(Task objective)
Find where "[full-ci] Use new" appears in the records below, then return that line and every later line exactly, stopping only at the last line.

━━━━━━━━

PR #2929, opened 2022-01-03
[full-ci] Use new icons and bump ODS to 12.0.0(-alpha) in accounts/settings

pascalwengerter:
## Description
Necessary updates in accounts & settings UIs since we're changing available icons in the ODS

## Checklist:
- Perhaps needs a `web` commit ID bump after https://github.com/owncloud/web/pull/6142 is merged

## TODO:
- [ ] settings ui should get this icon https://github.com/Remix-Design/RemixIcon/blob/master/icons/Design/tools-line.svg according to https://github.com/owncloud/web/issues/6256

### DIFF
--- a/.drone.env
+++ b/.drone.env
@@ -3,5 +3,5 @@ CORE_COMMITID=a37efb60db92923398de7efef1abb173d13a9afb
 CORE_BRANCH=master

━━━━━━━━

(Task answer)
[full-ci] Use new icons and bump ODS to 12.0.0(-alpha) in accounts/settings

pascalwengerter:
## Description
Necessary updates in accounts & settings UIs since we're changing available icons in the ODS

## Checklist:
- Perhaps needs a `web` commit ID bump after https://github.com/owncloud/web/pull/6142 is merged

## TODO:
- [ ] settings ui should get this icon https://github.com/Remix-Design/RemixIcon/blob/master/icons/Design/tools-line.svg according to https://github.com/owncloud/web/issues/6256

### DIFF
--- a/.drone.env
+++ b/.drone.env
@@ -3,5 +3,5 @@ CORE_COMMITID=a37efb60db92923398de7efef1abb173d13a9afb
 CORE_BRANCH=master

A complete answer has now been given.